Segment Start: EXERCISE DATA

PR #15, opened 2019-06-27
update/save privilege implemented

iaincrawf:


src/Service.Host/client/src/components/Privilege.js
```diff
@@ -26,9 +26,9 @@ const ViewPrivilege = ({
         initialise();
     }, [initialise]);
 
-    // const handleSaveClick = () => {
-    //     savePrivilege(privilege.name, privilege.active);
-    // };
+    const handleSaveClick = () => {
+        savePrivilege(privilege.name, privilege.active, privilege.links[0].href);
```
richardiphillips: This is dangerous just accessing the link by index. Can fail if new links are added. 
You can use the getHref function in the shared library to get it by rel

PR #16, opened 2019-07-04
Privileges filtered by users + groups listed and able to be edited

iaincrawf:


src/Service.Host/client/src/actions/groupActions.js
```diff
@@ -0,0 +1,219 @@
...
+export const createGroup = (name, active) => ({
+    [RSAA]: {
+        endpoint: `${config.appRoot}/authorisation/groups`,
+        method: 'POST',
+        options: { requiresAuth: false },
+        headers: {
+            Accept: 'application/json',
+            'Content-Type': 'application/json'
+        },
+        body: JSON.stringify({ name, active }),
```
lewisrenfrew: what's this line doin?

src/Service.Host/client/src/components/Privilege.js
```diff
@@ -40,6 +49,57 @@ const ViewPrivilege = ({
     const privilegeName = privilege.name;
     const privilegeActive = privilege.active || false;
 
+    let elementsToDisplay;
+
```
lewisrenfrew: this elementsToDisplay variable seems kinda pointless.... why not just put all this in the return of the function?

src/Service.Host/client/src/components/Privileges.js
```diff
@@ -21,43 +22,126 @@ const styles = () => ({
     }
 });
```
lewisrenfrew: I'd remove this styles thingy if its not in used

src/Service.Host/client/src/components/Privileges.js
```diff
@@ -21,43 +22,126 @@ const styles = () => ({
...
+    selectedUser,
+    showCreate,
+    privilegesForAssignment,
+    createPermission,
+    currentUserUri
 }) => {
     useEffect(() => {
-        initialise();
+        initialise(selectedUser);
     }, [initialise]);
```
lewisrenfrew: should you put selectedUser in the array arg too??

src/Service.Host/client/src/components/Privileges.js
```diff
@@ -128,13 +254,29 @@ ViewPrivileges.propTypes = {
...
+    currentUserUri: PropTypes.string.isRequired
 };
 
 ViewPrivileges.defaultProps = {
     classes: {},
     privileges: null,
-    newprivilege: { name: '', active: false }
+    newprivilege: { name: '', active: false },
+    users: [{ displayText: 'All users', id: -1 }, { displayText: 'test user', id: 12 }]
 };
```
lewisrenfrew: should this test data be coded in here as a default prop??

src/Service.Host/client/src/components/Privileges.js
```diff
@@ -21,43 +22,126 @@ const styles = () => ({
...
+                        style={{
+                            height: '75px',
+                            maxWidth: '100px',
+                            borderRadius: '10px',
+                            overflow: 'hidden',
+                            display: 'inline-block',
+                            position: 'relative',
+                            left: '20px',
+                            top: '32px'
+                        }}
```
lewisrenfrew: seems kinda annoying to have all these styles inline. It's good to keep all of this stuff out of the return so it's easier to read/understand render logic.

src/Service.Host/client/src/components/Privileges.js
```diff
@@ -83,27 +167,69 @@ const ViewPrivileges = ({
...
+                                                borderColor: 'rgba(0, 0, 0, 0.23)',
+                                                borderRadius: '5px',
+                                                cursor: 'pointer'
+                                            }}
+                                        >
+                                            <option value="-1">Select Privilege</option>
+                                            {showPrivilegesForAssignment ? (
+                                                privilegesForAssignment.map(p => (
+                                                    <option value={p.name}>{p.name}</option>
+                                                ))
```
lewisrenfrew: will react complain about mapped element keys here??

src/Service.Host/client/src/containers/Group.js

Segment End: EXERCISE DATA

Look through the listing, and copy each line in which the string "value" turns up.

▶ RESPONSE
+                                            <option value="-1">Select Privilege</option>
+                                                    <option value={p.name}>{p.name}</option>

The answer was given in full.